As can be observed in Figure 12, 60 of the agents were able of form the shape of the pollutant to a limited extent with the dips in the multimodal function seen in the agents distribution at (x, y) = (2.5, 16) and (x, y) = (15, 16). The rest of the agents were exploring the environment.

Figure 12. Robots forming a distribution of a complex multimodal function having global maximum (x, y) = (10, 10).

Figure 12. Robots forming a distribution of a complex multimodal function having global maximum (x, y) = (10, 10).

5. Conclusion

As discussed in the introduction of this paper, this work consisted of two parts: the first part uses a swarm of robots to provide a visual representation of a noisy static pollutant. For this, the method in this work relied on using the bacterium behaviour, flocking behaviour, and a velocity function. However, this part relied on choosing an appropriate value for v_k in the velocity function. It was shown that the proposed method could be classified into the ant robotics category due to its limited communication capability, memory, and computational requirement. As a result, according to present knowledge, this is one of the first pieces of work that use ant robotics to create a visual representation of an invisible pollutant.

The second part of this work is the development of a feedback system that used the error between the standard deviation of the swarm member positions and the pollutant profile to choose an appropriate value for v_k. The standard deviation of the pollutant profile was estimated by using a computationally efficient model based Genetic Algorithm that relied on the parallelism offered by the swarm to reach a consensus among swarm members when the pollutant profile became more challenging.

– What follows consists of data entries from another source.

PR #224, opened 2018-12-04
Remove all Stored* schemas from CTIM

gbuisson:
closes https://github.com/threatgrid/iroh/issues/2176

They don't belong to this repo and should be derived generically in CTIA


src/ctim/schemas/common.cljc
```diff
@@ -23,7 +23,18 @@
...
+
+(def SchemaVersion
+  (f/str
+   :description (str "A semantic version matching the CTIM version against which "
+                     "this object should be valid.")
+   :default ctim-schema-version
+   :gen (cs/gen #{ctim-schema-version})
+   :spec (cs/and string? ::ctim-schema-version)))
+
+(def CTIMSchemaVersion SchemaVersion)
```
msprunck: Why did you change the schema of the clim-schema-version? For me the value for each CTIM version if a static value.

PR #228, opened 2019-02-11
Add Registry Keyval Pair, Socket Address

saintx:
This update unites the "registry_key" and "registry_val" into a single
canonical "registry_keyval" observable type, and also adds support for
socket addresses, which are the combination of an IP address and a port number.

Added documentation on the `registry_keyval` observable type, to document its construction.

### DIFF
--- a/doc/observables/registry_keyval.md
+++ b/doc/observables/registry_keyval.md
@@ -1,0 +1,103 @@
+# The `registry_keyval` Observable Type
+
+## Introduction
+
+This guide will document how to combine Registry Key and Registry Value Entries into a single canonical string format which can be used as an observable value in CTIM.
+
+### Registry Keys
+
+The Windows Registry is a file database that allows multiple **Value Entries** to be stored under a **Key Path**.  The registry supports seven root keys, some of which have strictly controlled sets of officially designated subkeys, into which additional subkeys can be nested.
+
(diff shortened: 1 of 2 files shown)


doc/observables/registry_keyval.md
```diff
@@ -0,0 +1,103 @@
...
+
+
+
+## Canonical String Format
+
+We can encode the registry key and value entry using the following canonical form:
+
+```
+registry_kv: "HKEY_CURRENT_USER\SOFTWARE\MICROSOFT\WINDOWS\CURRENTVERSION\RUN\\\"api-PQEC\"=REG_DWORD:0x800000"
+```
```
msprunck: Maybe it's time to change the structure of the `Observable` value object by allowing more than a `type` and a `value`. [STIX 2](http://docs.oasis-open.org/cti/stix/v2.0/cs01/part4-cyber-observable-objects/stix-v2.0-cs01-part4-cyber-observable-objects.html#_Toc496716290) encodes Windows Registry keys in a more structured way. I prefer their approach, it's more readable by a human or a machine.

saintx: I had considered using combinations of Observables, but not adding optional fields  to the Observable value object.  I'm in favor of holding off on this until @craigbro has a chance to weigh in.

PR #229, opened 2019-02-13
added observables ip helpers

ereteog:
related to https://github.com/threatgrid/iroh/issues/2468

Introduces helpers for ip observables.

### DIFF
--- a/src/ctim/domain/observables/ip.clj
+++ b/src/ctim/domain/observables/ip.clj
@@ -4,6 +4,11 @@
             [schema.core :as s]
             [clojure.network.ip :refer [make-network make-ip-address]]))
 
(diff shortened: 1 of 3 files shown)


src/ctim/domain/observables/ip.clj
```diff
@@ -0,0 +1,90 @@
...
+  [ip-str :- s/Str
+   mask :- s/Str]
+  (-> (make-network mask)
+      (contains? ip-str)))
+
+(s/defn match-some-masks? :- s/Bool
+  "Does this ip match one of given masks?"
+  [ip-str :- s/Str
+   masks :- [s/Str]]
+  (true? (some (partial match-mask? ip-str) masks)))
```
gbuisson: I generally use `boolean` but `true?` just works here I think

ereteog: I have used `true?` because [`some`](https://clojuredocs.org/clojure.core/some) "returns the first logical `true` value of (pred x) for any x in coll, else `nil`".

PR #238, opened 2019-04-12
Adding  Sensor Coordinates for Sighting

jyoverma:
1. Added Sensor Coordinates in Sighting to hold details about the sensor that made the sighting such as ip, mac address etc. 
2. Added ngfw_id, ngfw_name to ObservableType vocabulary
3. Renamed SightingTarget to TargetCoordinates

No QA required

### DIFF
--- a/src/ctim/schemas/sighting.cljc
+++ b/src/ctim/schemas/sighting.cljc
@@ -17,15 +17,23 @@
       :refer-macros
       [def-entity-type def-eq def-map-type]])]))
 
-(def-map-type SightingTarget
+(def-map-type TargetCoordinates
   (concat
    (f/required-entries
     (f/entry :type v/Sensor)
     (f/entry :observables [c/Observable])
     (f/entry :observed_time c/ObservedTime))
    (f/optional-entries
-    (f/entry :os f/any-str)
-    (f/entry :properties_data_tables rel/DataTableReference)))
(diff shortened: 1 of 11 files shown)


src/ctim/schemas/sighting.cljc
```diff
@@ -17,15 +17,23 @@
...
+  :description "Describes a target device where a sighting came from.")
+
+(def-map-type SensorCoordinates
+  (concat
+   (f/required-entries
+    (f/entry :type v/Sensor)
+    (f/entry :observables [c/Observable]))
+   (f/optional-entries
+    (f/entry :os f/any-str)))
   :description "Describes a target device where a sighting came from.")
```
craigbro: This description should be updated.  We should also make it more appropriate for coordinates.  "Contains the identifying observables or a target|sensor..."

src/ctim/schemas/vocabularies.cljc
```diff
@@ -260,6 +260,8 @@
     "file_path"
     "odns_identity"
     "odns_identity_label"
+    "ngfw_id"
```
craigbro: Let's confirm with the SSE team that this is the appropriate name

gbuisson:
Also please remember that when you update a model, you need to also update the examples and tests if needed.

PR #246, opened 2019-06-25
New ObservablePattern specification for Indicator model

jyoverma:
Added Specification type called ObservablePattern for Indicator data model


src/ctim/schemas/indicator.cljc
```diff
@@ -41,6 +41,21 @@
    (f/entry :snort_sig f/any-str))
   :description "An indicator which runs in snort...")
 
+(def-map-type Pattern
```
gbuisson: here you fix indentation

jyoverma:
This change is not needed at this time since the integration with CTA got revised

However, the implementation of Genetic Algorithm takes the agents out of the scope of ant robotics because of the amount of memory elements that would be required to store the gene pool alone. In addition, noise would adversely affect the estimation of the Genetic Algorithm which raises the question of whether an alternative scheme that is less affected by noise can be developed. A cooling scheme borrowed from the theory of Simulated Annealing might offer promising results and this would be the task of future investigations.

Other areas to be investigated include: Estimating swarm convergence time to a pollutant profile and studying the effect of dynamic cleaning of the pollutant on the proposed approach upon encounter.